Document keyphrases provide semantic metadata which can characterize documents and produce an overview of the content of a document. This chapter describes a Keyphrase Identification Program (KIP), which extracts document keyphrases by using prior positive samples of human identified domain keyphrases to assign weights to the candidate keyphrases. The logic of our algorithm is: the more keywords a candidate keyphrase contains and the more significant these keywords are, the more likely this candidate phrase is a keyphrase. To obtain human identified positive inputs, KIP first populates its glossary database using manually identified keyphrases and keywords. It then checks the composition of all noun phrases extracted from a document, looks up the database and calculates scores for all these noun phrases. The ones having higher scores will be extracted as keyphrases. KIP’s learning function can enrich the glossary database by automatically adding new identified keyphrases to the database.

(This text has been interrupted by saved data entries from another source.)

PR #89, opened 2015-12-25
Add zero-knowledge proofs to secure comparator for parameter validation

secumod:


secumod:
This changes the amount of data sent between peers. Ruby and Python tests seem not like it. @mnaza can you, please, take a look?

mnaza:
@secumod,  IMHO in `secure_comparator_alice_step3` to verify signature by
```
themis_status = ed_dbl_base_verify(5, &(comp_ctx->g2), &(comp_ctx->g3), &(comp_ctx->Pp), &Qb, ((unsigned char *)output) + (8 * ED25519_GE_LENGTH));
```
must read signature from `input` not from `output`. 

`step4` and `step5` have same errors.

secumod:
That's weird. How did the tests pass then? Will take a closer look...

mnaza:
In test You use shared memory with fixed length. And each time when You use  `ed_dbl_base_verify` real length of buffer by `4*32` less then previous. By this reason signature is on the place every time.

PR #105, opened 2016-04-13
secure comparator C++ wrapper

mnaza:


secumod:
Would be great to have some tests for this

mnaza:
add tests

PR #125, opened 2016-08-22
fix the memory leaks

bryongloden:
On line no. 98 of '[themis_secure_cell.c](https://github.com/cossacklabs/themis/blob/master/tests/themis/themis_secure_cell.c#L98)' there is a memory leak, which is a security bug

Found by https://github.com/bryongloden/cppcheck.

### DIFF
--- a/tests/themis/themis_secure_cell.c
+++ b/tests/themis/themis_secure_cell.c
@@ -93,8 +93,9 @@ static int secure_cell_token_protect(){
     return -2;
   }
   context=malloc(context_length);
-  if(encrypted_message==NULL){
+  if(context==NULL){
     testsuite_fail_if(true, "context malloc fail");
+    free(encrypted_message);
     return -2;
   }
   


secumod:
Confirmed, thank you. This code, however, is from our test suite and not part of the library itself, so it is not a security issue here.

bryongloden:
Greetings @secumod. Copy that. What would be more appropriate here? ..., which is a bug? I've found a few of these and I just started called them security bugs. Each case is different, but I'm okay with calling a memory leak a bug (and not a security bug). Thanks again.

secumod:
I guess it all depends on the context of the bug/leak. Some leaks may cause security issues, some do not. This specific leak does not cause a security issue as it is not part of the library, but a test program we use in CI (so it is not part of the production code which Themis end-users will have).

If you found other leaks, they may lead to security issues, but again it all depends on the context of the bug/leak. Please, submit your findings and we will happily review them.

And thanks again for your effort and contribution.

PR #147, opened 2016-11-06
Soter fixes

vixentael:
Add more imports inside soter files. Because otherwise iOS wrapper can't be built.


vixentael:
@mnaza I've merged this PR, just take a look if it's ok to you.

PR #149, opened 2016-11-06
Changes String.Encoding.utf8 for .utf8

valeriyvan:


vixentael:
thank you, @valeriyvan

PR #150, opened 2016-11-06
Removes excessive type annotations in variable and constant declarations.

valeriyvan:
Type inference cool Swift feature!

Quote from Swift docs:
Type inference enables a compiler to deduce the type of a particular expression automatically when it compiles your code, simply by examining the values you provide.
Because of type inference, Swift requires far fewer type declarations than languages such as C or Objective-C. Constants and variables are still explicitly typed, but much of the work of specifying their type is done for you.
Type inference is particularly useful when you declare a constant or variable with an initial value.

### DIFF
--- a/docs/examples/swift/ThemisSwift/ThemisSwift/Classes/AppDelegate.swift
+++ b/docs/examples/swift/ThemisSwift/ThemisSwift/Classes/AppDelegate.swift
@@ -37,8 +37,8 @@ class AppDelegate: UIResponder, UIApplicationDelegate {
     
     
     func generateMasterKey() -> Data {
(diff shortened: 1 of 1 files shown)


vixentael:
Thank you @valeriyvan. Your PR makes code shorter.

However, we prefer explicit types, because type inferences is known to slow build time.

https://thatthinginswift.com/debug-long-compile-times-swift/
https://spin.atomicobject.com/2016/04/26/swift-long-compile-time/

valeriyvan:
It's kind of legend like 'Java is slow'.
Article you refer to is about Swift 2.2.
You would like not to use inferences, great feature, despite your code is not affected by this slowdown in any way.

PR #151, opened 2016-11-06
Adds check for malloc result. Removes excessive data copying.

valeriyvan:


vixentael:
@mnaza please, take a look

valeriyvan:
>@mnaza please, take a look

I think you mean checking malloc result. Some explanation. It's C, not Objective-C. You should always expect malloc return NULL when run out of memory. And when you pass that NULL when creating NSData you have crash.

Another part changing way how NSData is created is obvious, I think. +[NSData dataWithBytesNoCopy: length:] exists exact for such case when you have mallocced buffer and would like to make NSData out of it giving to NSData responsibility to free buffer on dealloc.

vixentael:
thank you @valeriyvan

PR #155, opened 2016-11-08
Fixes memory leak.

valeriyvan:


mnaza:
Thenk You, @valeriyvan

PR #156, opened 2016-11-10
Removes useless code.

valeriyvan:
Removes useless code which only makes illusion it's doing something useful.

If context is nill, [context bytes] will return NULL anyway, and [context length] will return 0.
So this checks just overload code and do really nothing.


vixentael:
Thank you!

PR #160, opened 2016-11-20
Minor improvements to scell_seal.m

valeriyvan:
Adds check for malloc result. Removes excessive malloc inside of NSData and bytes copying.
Removes usless code which only makes illusion it's doing something usefull.

### DIFF
--- a/src/wrappers/themis/Obj-C/objcthemis/scell_seal.m
+++ b/src/wrappers/themis/Obj-C/objcthemis/scell_seal.m
@@ -51,6 +51,10 @@
     }
 
     unsigned char * wrappedMessage = malloc(wrappedMessageLength);
+    if (!wrappedMessage) {
+        *error = SCERROR(result, @"Secure Cell (Seal) encryption failed, not enough memory");
+        return nil;
+    }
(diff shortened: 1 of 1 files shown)


src/wrappers/themis/Obj-C/objcthemis/scell_seal.m
```diff
@@ -60,18 +64,15 @@ - (NSData *)wrapData:(NSData *)message context:(NSData *)context error:(NSError
         return nil;
     }
 
-    NSData * wrappedData = [[NSData alloc] initWithBytes:wrappedMessage length:wrappedMessageLength];
-    free(wrappedMessage);
-    return wrappedData;
-
+    return [NSData dataWithBytesNoCopy:wrappedMessage length:wrappedMessageLength];
```
vixentael: no need to `free` memory because of `noCopy` call?

valeriyvan: https://developer.apple.com/reference/foundation/nsdata/1547229-datawithbytesnocopy

The returned object takes ownership of the bytes pointer and frees it on deallocation. Therefore, bytes must point to a memory block allocated with malloc.

PR #164, opened 2016-11-22
Return immutable object

valeriyvan:
Return immutable object instead of mutable one where it's declared to return immutable.


vixentael:
👍

Issue #779, opened 2021-02-18
[DISCUSSION] Discussing wasmThemis future here | [FIXED] wasm-themis: TypeError: TextEncoder is not a constructor; Webpack


maxammann:
**Describe the bug**
When importing wasm-themis in a webpack project I get the following error:

![image](https://user-images.githubusercontent.com/905221/108389931-71d8aa00-7210-11eb-9689-8f5df340fead.png)

I think this is because of an incorrect usage of the fast textencoder api: https://github.com/anonyco/FastestSmallestTextEncoderDecoder#api-documentation

**To Reproduce**
```
import * as themis from "wasm-themis";
themis.initialized.then(function () {
//
// Now you can use "themis" functions
//
});
```

**Expected behavior**
The polyfill should be used and no exception thrown.

**Environment (please complete the following information):**
- OS: Firefox
- wasm Themis version: 0.13.1
- Installation way:
   - [x] via package manager
   - [ ] built from source

vixentael:
Hi @maxammann! Thank you for letting us know.

We are currently testing wasm-themis only in nodejs environment, and haven't seen this error before.

As I understood from docs, the fix might as easy as changing the [utils.js#L38 line](https://github.com/cossacklabs/themis/blob/master/src/wrappers/themis/wasm/src/utils.js#L38) from

```
const utf8Encoder = new TextEncoder()
```

to 
```
const utf8Encoder = (new TextEncoder).encode;
```

(I'm not sure, but potentially we might also need to change the import [line #L21](https://github.com/cossacklabs/themis/blob/master/src/wrappers/themis/wasm/src/utils.js#L21) from `const {TextEncoder} = require('fastestsmallesttextencoderdecoder')` to `const {TextEncoder, TextDecoder} = require('fastestsmallesttextencoderdecoder')`).

However, we are not experienced with webpack, @maxammann would you mind creating a small reproducible project with Themis import? It would help us to test the fix faster.

I also wanted to suggest you to try to change this line inside node_modules themis code to make sure that the fix works, but I've read this article ["I want to change the code in my node_modules folder"](https://whatapalaver.co.uk/npm-dependency) that explains that webpack is not okay with manually tweaking node_modules even for testing.

maxammann:
I'm already using patch-package (https://www.npmjs.com/package/patch-package) which would make patching it trivially. I already tried yesterday to exclude that polyfill which works fine.

[...]

PR #783, opened 2021-02-21
Remove TextEncoder polyfill (#779)

maxammann:
TextEncoder is supported in the all browsers for a long time and also in node.js. For some node.js versions it is only available through the util package.

We do not need to support browsers like IE11 because they do not support webassembly.

This PR works on all browsers which support TextEncoding. It also works on all node versions until v8.3.0

## Checklist


vixentael (approved):
Thank you @maxammann!

Right now, I have no idea why we used `fastestsmallesttextencoderdecoder` before, maybe @ilammy can recall. 

Looks like all tests are passing, will merge after @ilammy approve! 💪

maxammann:
My PR basically replaces that polyfill with the node utils TextEncoder.

That should reduce the bundle size for browsers and still work on node <= 10

ilammy (approved):
It's nice to have people who actually know what they are doing to take a look at the code 👍

At the time of #616 I probably was not aware of `TextEncoder` being available in `utils`, hence this awkward dependency. And I pretty much welcome reducing the dependency scope.

PR #789, opened 2021-03-12
Add SPM support with XCF

julepka:
Introducing Swift Package Manager support with xcframework.

Details:
- Created a script `create_xcframewok.sh` to build an xcframwork for Swift for iOS, iOSSimulator, MacOS. Basically, took it from AppSpector tutorial. The xcframework is created in the `build` folder. When releasing a new version, we'll need to add the generated xcframework to the release assets to have a direct link to it. Related documentation will be updated.
- Added `Package.swift` file to support SPM. It should be placed in the root of the repo. It contains a link to the xcframework. When releasing a new version, the link should be updated with a proper version (future version you are going to release, pretty similar to carthage). So, when you create a release/tag on a GitHub you can reference a corresponding commit. 
- Example projects will be added in the upcoming version together with updated OpenSSL version.
- I had to remove OpenSSL from SPM inside Themis.xcodeproj because of the signature issues. It failed our Carthage tests. It seems to be resolved with Xcode 12.5 that is not available for Github actions yet.

## Checklist

- [x] Change is covered by automated tests – will be covered separately, added to our TODO list
- [x] Example projects and code samples are up-to-date (in case of API changes) – will be covered separatly
- [x] Changelog is updated (in case of notable or breaking changes) – TODO when links are updated


Themis.xcodeproj/project.pbxproj
```diff
@@ -1874,6 +1887,30 @@
...
 		};
 /* End XCConfigurationList section */
+
+/* Begin XCRemoteSwiftPackageReference section */
+		6D0A527C25FA2E7000C49E55 /* XCRemoteSwiftPackageReference "openssl-apple" */ = {
+			isa = XCRemoteSwiftPackageReference;
+			repositoryURL = "https://github.com/julepka/openssl-apple";
+			requirement = {
+				kind = upToNextMajorVersion;
+				minimumVersion = 1.1.1080202;
```
vixentael, line 1897:
```suggestion
				minimumVersion = 1.1.108203;
```

TODO: re-define version after merging https://github.com/cossacklabs/openssl-apple/pull/22

julepka: yeah, and the link will point to the cosacklabs repo.

ilammy:
> Also, I should probably move the create_xcframeworks.sh script to some folder. I believe the scripts one should be good. Correct me if I'm wrong.

I think that `scripts/create_xcframeworks.sh` would be the right location, yes.

Package.swift
```diff
@@ -0,0 +1,23 @@
...
+import PackageDescription
+
+let package = Package(
+    name: "themis",
+    products: [
+        .library(
+            name: "themis",
+            targets: ["themis"]),
+    ],
+    dependencies: [],
```
ilammy, line 13: At first I wanted to ask, “Where is `cl-openssl`?“ But then I realized that it's not here because themis.xcframework will be statically linked to openssl.xcframework, hence users of themis.xcframework don't need to install shared OpenSSL.

Package.swift
```diff
@@ -0,0 +1,23 @@
...
+    targets: [
+        // Targets are the basic building blocks of a package. A target can define a module or a test suite.
+        // Targets can depend on other targets in this package, and on products in packages this package depends on.
```
ilammy, line 16: I guess you could replace this with more informative instructions for maintainers, like in CLOpenSSL repo.

Themis.xcodeproj/project.pbxproj
```diff
@@ -1874,6 +1887,30 @@
 			defaultConfigurationName = Release;
 		};
 /* End XCConfigurationList section */
+
+/* Begin XCRemoteSwiftPackageReference section */
+		6D0A527C25FA2E7000C49E55 /* XCRemoteSwiftPackageReference "openssl-apple" */ = {
+			isa = XCRemoteSwiftPackageReference;
+			repositoryURL = "https://github.com/julepka/openssl-apple";
+			requirement = {
+				kind = upToNextMajorVersion;
```
ilammy, line 1896: Given that versioning here is mostly nonsensical, I believe it would be more reasonable to pin the “exact” version. OpenSSL *does not* use semver, the second digit is their major version and SPM will think it's the first. For example, 1.0.2 => 1.1 has introduced a lot of breakage.

It's not much of a problem given that a) users will not be affected, only maintainers, and b) we maintain and control CLOpenSSL releases as well. But if there is a way to prevent nasty surprises, I'd take it.

You can't shoehorn OpenSSL versioning scheme into semver. (Well, actually *you can*, but using 101.1.10802 for 1.1.1h-2 is hardly elegant.)

create_xcframeworks.sh
```diff
@@ -0,0 +1,47 @@
+mkdir output
+mkdir output/archives
+mkdir output/iphoneos
+mkdir output/macosx
```
ilammy, line 4: It would be nice to add a common header to the script:

```bash
#!/usr/bin/env bash
#
# Shebang to explicitly use bash and not break on macOS boxes with zsh as default shell.
#
# After that you usually describe what this script is for and how to use it. In particular,
# what it expects the current directory to be. (That's more important if it's it "scripts".)

set -eu # common flags to ensure that the shell does not ignore failures
```

I'd also put all temporary things into the `build` directory (overridable by `BUILD_PATH` environment variable). Native build system places its stuff there, that directory is already in gitignore, etc.

create_xcframeworks.sh
```diff
@@ -0,0 +1,47 @@
...
+
+xcodebuild archive \
+-scheme "Themis (iOS)" \
+-destination="iOS" \
+-archivePath output/archives/ios.xcarchive \
+-derivedDataPath output/iphoneos \
+-sdk iphoneos \
+SKIP_INSTALL=NO BUILD_LIBRARIES_FOR_DISTRIBUTION=YES
```
ilammy, line 12: It's a bit confusing to set both variables on the same line.

create_xcframeworks.sh
```diff
@@ -0,0 +1,47 @@
...
+rm -rf output/iphoneos
+rm -rf output/macosx
+
+cd output
+zip -r themis.xcframework.zip themis.xcframework
+
+rm -rf themis.xcframework
+
+cd ..
+echo "XCF Chechsum:"
```
ilammy, line 46: Czechsum 😂

ilammy (commented):
Overall, looks good! Thank you, @julepka, for your brain tissue donation to the Apple Gods. I'm sorry you had to do this.

My questions from https://github.com/cossacklabs/openssl-apple/pull/22 applies here as well: regarding the static/dynamic divide. Just in case Themis would need to become a static framework, or switch to shared dynamic OpenSSL, it's interesting to know how painful that would be.

Also, there are some new for Themis future specifically:

- Since there is no precedent of attaching binaries to Themis releases, how that would play out in the general release flow?
- Given that CLOpenSSL serves as a model example of making binary-only releases, what would become to CocoaPods and Carthage publications of Themis? Will they eventually migrate to using the same binaries as SPM, or continue building Themis from source?

ilammy:
Oh, and one more thing: it would be cool to exercise the script on CI, just to be sure it will work in the time of need.

julepka:
@ilammy 
> My questions from [cossacklabs/openssl-apple#22](https://github.com/cossacklabs/openssl-apple/pull/22) applies here as well: regarding the static/dynamic divide. Just in case Themis would need to become a static framework, or switch to shared dynamic OpenSSL, it's interesting to know how painful that would be.

The only thing I can say, it is very unpredictable. I've tried the most straightforward and recommended solution. I hope to make it work as an MVP for out XCF and SPM support. Then. we'll see what we can do with the linking type.

> Since there is no precedent of attaching binaries to Themis releases, how that would play out in the general release flow?

Yeah, looks like we'll need to describe XCF flow in our releasing checklist. In a perfect world, CI will do everything for us, but for now, we will build and attach XCF manually. We will make XCF work and then improve whats missing. 

> Given that CLOpenSSL serves as a model example of making binary-only releases, what would become to CocoaPods and Carthage publications of Themis? Will they eventually migrate to using the same binaries as SPM, or continue building Themis from source?

It may be possible, but I can't say for sure right now.

Package.swift
```diff
@@ -10,12 +10,13 @@ let package = Package(
...
     dependencies: [],
     targets: [
-        // Targets are the basic building blocks of a package. A target can define a module or a test suite.
-        // Targets can depend on other targets in this package, and on products in packages this package depends on.
         .binaryTarget(name: "themis",
+                      // update version in URL path
                       url: "https://github.com/julepka/themis/releases/download/2.2.1/themis.xcframework.zip",
+                      // Run from package directory:
                       // $swift package compute-checksum output/themis.xcframework.zip
                       checksum: "b4a8d8868cbd09499d75a10315d1231281d40dee11d1fe549cf4893967f3ee38"),
```
ilammy: Thanks for maintenance instructions!

I'd also drop the `$` from `$swift package...` to make this line a bit easier to copy-paste.

scripts/create_xcframeworks.sh
```diff
@@ -0,0 +1,66 @@
+#!/usr/bin/env bash
+#
+# Shebang to explicitly use bash and not break on macOS boxes with zsh as default shell.
+#
+# After that you usually describe what this script is for and how to use it. In particular,
+# what it expects the current directory to be. (That's more important if it's it "scripts".)
```
ilammy, line 6: This was more of a placeholder text to be replaced rather than a literal suggestion 😄

scripts/create_xcframeworks.sh
```diff
@@ -0,0 +1,66 @@
...
+
+set -eu # common flags to ensure that the shell does not ignore failures
+
+BUILD_PATH=build
+output_dir=$BUILD_PATH/xcf_output
```
ilammy, line 11: It would be nice to use
```bash
BUILD_PATH=${BUILD_PATH:-build}
```
so that the *default* value for this variable is `build` but it's possible to override it via environment, just like the Makefile allows it.

scripts/create_xcframeworks.sh
```diff
@@ -0,0 +1,66 @@
...
+
+cd ..
+repo_root_path=$(pwd)
```
ilammy, line 14: Hm... I'd argue it would be easier to just expect the script to be invoked as `scripts/create_xcframeworks.sh` from the project root. That's more natural for CI pipelines, etc. That's what relative path in `BUILD_PATH` expects too.

scripts/create_xcframeworks.sh
```diff
@@ -0,0 +1,66 @@
...
+
+mkdir $BUILD_PATH
+mkdir $output_dir
+mkdir $output_dir/archives
+mkdir $output_dir/iphoneos
+mkdir $output_dir/macosx
```
ilammy, line 20: If you use `-p` flag, it wouldn't be necessary to create intermediate directories:
```bash
mkdir -p $output_dir/archives
mkdir -p $output_dir/iphoneos
mkdir -p $output_dir/macosx
```

scripts/create_xcframeworks.sh
julepka: Oh 😄

scripts/create_xcframeworks.sh
julepka: got it, thanks

julepka:
I had to remove cl-openssl SPM packege from the Themis.xcodeproj because Xcode 12 has signing issues if you have a complex structure if binary frameworks dependencies. https://developer.apple.com/forums/thread/656367 

It looks like the issue is fixed in Xcode 12.5 but github actions do not support it yet.

ilammy:
> I had to remove cl-openssl SPM packege from the Themis.xcodeproj

Hm... So it still depends on that package, but hides it so that Xcode stops eating glue? 🤔

> It looks like the issue is fixed in Xcode 12.5 but github actions do not support it yet.

Well, they seem to support it in their macOS 11 image, but that one has been in “private preview mode” for quite a while.

Now that you've mentioned it, I'm kinda sad because Xcode 12.5 *requires* macOS 11. I'm in for a painful upgrade.

vixentael:
> Now that you've mentioned it, I'm kinda sad because Xcode 12.5 requires macOS 11. I'm in for a painful upgrade.

all of us... all of us 💀

CHANGELOG.md
```diff
@@ -158,6 +158,20 @@ _Infrastructure:_
 - JavaThemis for Android and desktop Java is now published in the Maven Central repository ([#786](https://github.com/cossacklabs/themis/pull/786), [#788](https://github.com/cossacklabs/themis/pull/788)).
 - MSYS2 builds for Windows are now checked by CI ([#791](https://github.com/cossacklabs/themis/pull/791)).
 
+## [0.13.7](https://github.com/cossacklabs/themis/releases/tag/0.13.7), April 28rd 2021
+
+**Hotfix for Apple platforms:**
+
+- `themis` is now packaged as xcframework. It is available in the release attached files section.
+- `themis` now supports SPM.
```
vixentael, line 166:
```suggestion
- `themis` now supports SPM, its installation and usage are very straightforward, just add `themis` as SPM dependency.
```

vixentael (approved):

Several automatic keyphrase extraction techniques have been proposed in previous studies. Krulwich and Burkey (1996) use some heuristics to extract significant topical phrases from a document. The heuristics are based on documents’ structural features, such as the presence of phrases in document section headers, the use of italics, and the different formatting structures. This approach is not difficult to implement, but the limitation is that not every document has explicit structural features.
Key Terms in this Chapter
Keyphrase Assignment: Assigning keyphrases using predefined list to a document.
Keyphrase Extraction: Methods extracting important topical phrases from a document.
Document Keyphrases: Important topical phrases which, when combined, describe the main theme of a document.
Text Mining: Methods to distil useful information from large bodies of text.
Content Metadata: A special piece of metadata which describes the content of a document.
Domain-Specific Keyphrase Extraction: Document keyphrase extraction methods that are used for extracting keyphrases for documents in a specific domain.
Document Metadata: Data about a document, e.g. title, author, source, etc.